Understanding Chronic Pain: The Neuromatrix, A lecture from Stanford Chronic Pain Group
One of my favorite parts of doing a mental health/psychiatry podcast is it gives me one topic to review, read on, and find lectures about each week. The world of healthcare and mental health is fascinating and endless, but because its so broad, it can feel overwhelming on where to start when you’re trying to continue to learn as a doctor in training (and, frankly, post-training). The episode we are preparing to do is on approaches to helping people with chronic pain. There are poetry, memoir, and personal sources I’m drawing on for my prep for the episode, and I’m watching and reviewing some content from Stanford’s Chronic Pain Center, which is a vast resource.
Physical chronic pain and emotional pain are why we might think of as friends in the brain, at least in some of the wiring that creates the sensation. It may seem like common sense to say being in pain impacts your emotional state, though common sense assumptions sometimes are the biggest things that mislead us in science. In this case, the common sense belief has been validated by recent (read: in the 2000s) research.

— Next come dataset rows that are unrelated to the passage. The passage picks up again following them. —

PR #2818, opened 2015-07-26
Fixed loopback check to consider localhost to be loopback closes #2817

### LINKED ISSUE #2817: Lantern not waiting for localhost proxy to come up before issue http requests
The check at https://github.com/getlantern/lantern/blob/valencia/src/github.com/getlantern/flashlight/util/http.go#L85 to see if the requester is attempting to proxy through localhost only works for localhost IP addresses, i.e. it does not consider "localhost" to be a loopback address. That's problematic because we use localhost for autoupdates, analytics, and possibly more, so the localhost proxy could very well not be available yet by the time those services request it.

myleshorton:
This is a pretty big bug. Basically on startup, we wouldn't actually wait for the localhost proxy to be available before trying to use it. This would result in errors like:

```
Jul 25 20:12:54.692 - 0m3s ERROR autoupdate: autoupdate.go:97 Problem checking for update: Problem fetching update: Post https://update.getlantern.org/update: http: error connecting to proxy http://localhost:8787: dial tcp 127.0.0.1:8787: ConnectEx tcp: No connection could be made because the target machine actively refused it.
```

### DIFF
--- a/src/github.com/getlantern/flashlight/util/http.go
+++ b/src/github.com/getlantern/flashlight/util/http.go
@@ -80,24 +80,37 @@ func httpClient(rootCA string, proxyAddr string, persistent bool) (*http.Client,
 			proxyAddr = host + proxyAddr
 		}
 
-		var ip net.IP
-		if ip = net.ParseIP(host); ip != nil {
-			if ip.IsLoopback() {
-				log.Debugf("Waiting for loopback proxy server to came online...")
-				// Waiting for proxy server to came online.
-				err := waitforserver.WaitForServer("tcp", proxyAddr, 60*time.Second)
-				if err != nil {
-					// Instead of finishing here we just log the error and continue, the client
-					// we are going to create will surely fail when used and return errors,
-					// those errors should be handled by the code that depends on such client.
-					log.Errorf("Proxy never came online at %v: %q", proxyAddr, err)
-				}
+		if isLoopback(host) {
+			log.Debugf("Waiting for loopback proxy server to came online...")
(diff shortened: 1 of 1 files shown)


myleshorton:
Hey can one of you guys take a look at this one too when you have a chance @fffw @atavism, @uaalto, @aranhoide or @xiam? 

Just stumbled across it in the user's logs that Mo sent in, and it's a fairly significant bug.

atavism:
LGTM. Really nice find! I'm surprised we didn't catch this sooner. It could explain several issues we were seeing previously.

src/github.com/getlantern/flashlight/util/http.go
```diff
@@ -80,24 +80,37 @@ func httpClient(rootCA string, proxyAddr string, persistent bool) (*http.Client,
...
+			log.Debugf("Waiting for loopback proxy server to came online...")
+			// Waiting for proxy server to came online.
+			err := waitforserver.WaitForServer("tcp", proxyAddr, 60*time.Second)
+			if err != nil {
+				// Instead of finishing here we just log the error and continue, the client
+				// we are going to create will surely fail when used and return errors,
+				// those errors should be handled by the code that depends on such client.
+				log.Errorf("Proxy never came online at %v: %q", proxyAddr, err)
 			}
+			log.Debugf("Connected to proxy on localhost")
```
atavism: Oh, I already merged, but a quick note: it's a little weird that if the proxy never comes online, we log the error (with the promise of failing later on) followed by a debug message saying we are connected. But not really a big deal.

PR #2823, opened 2015-07-26
Adding more detailed error info in response bodies closes #2822

### LINKED ISSUE #2822: Include more information in enproxy server error responses
This will be helpful for debugging, for example, whether or not errors are from fronting providers or from enproxy itself.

I talk with my patients about their physical and emotional pain every day, and one thing I particularly care about is the pain women may have during or after pregnancy or birth. If you too are a nerd about this, this Stanford lecture is pretty clear and accessible about it.
The Stages of Relationships, and how we create a We together
During lecture this week, we are focusing in therapy on approaches to working with couples and the broad concepts of couples work. Much of the lecture was on the idea of how a couple falls in love yet maintains independence, or how two people grow together without fusing or falling away from one another. We discussed it from the Developmental Model of Couples Therapy, and the conversation around it was focused on how we help our patients in clinic who are struggling in relationship, to the extent that is appropriate. It has me reflecting more on the spectrum of being independent and together, of being one unit but also still being ourselves.

How to Use Stainless Steel Tri-Clad Pans
I got my first set of real, quality cooking pans for Christmas last month, and am taking a cooking class weekly on the basic skills of cooking. I already cook and bake quite a lot, but am excited to learn more. Part of that has been figure out HOW to use stainless steel pans (ie, they are most definitely not nonstick if you don’t know how they work).
The Leidenfrost Effect is what I’ve learned first, which has to do with the effect of a vapor level between liquid and a much hotter pan, and helps food items when cooking not stick. Here’s a great video on it (yes, I used to love the shows Mythbusters and Unwrapped).
These are what have been on my mind, reading list, and feelings this week. Tell us what has been on yours, or the most interesting thing you read or learned about this week. I have a feeling we are all looking for recs.
Cheers, and see you soon,
xx, Margaret of Bad Art Every Day





Re: the menstrual cycle. I have been extremely resistant to all things relating to luteal phases and ovulation week and glowing and PMS and that whole world because to me it felt like another way to primalify (word?) and mysticize women into some baser, natury creature ruled by ancient or bodily forces like the moon or blood or "intuition". I know it's not one and the same but it feels like a way to gather up all of a gender and say hey if you are a person who is having periods, you're less rational this one week. You are hotter this week. You are weaker this week. And we try and sweeten the deal by saying it's linked to women's knowledge, intuition, the glow, all this stuff. I am really curious about the scientific side of it but also a little afraid because I really don't want it to be true- it feels like another thing that will be wielded against women, you know?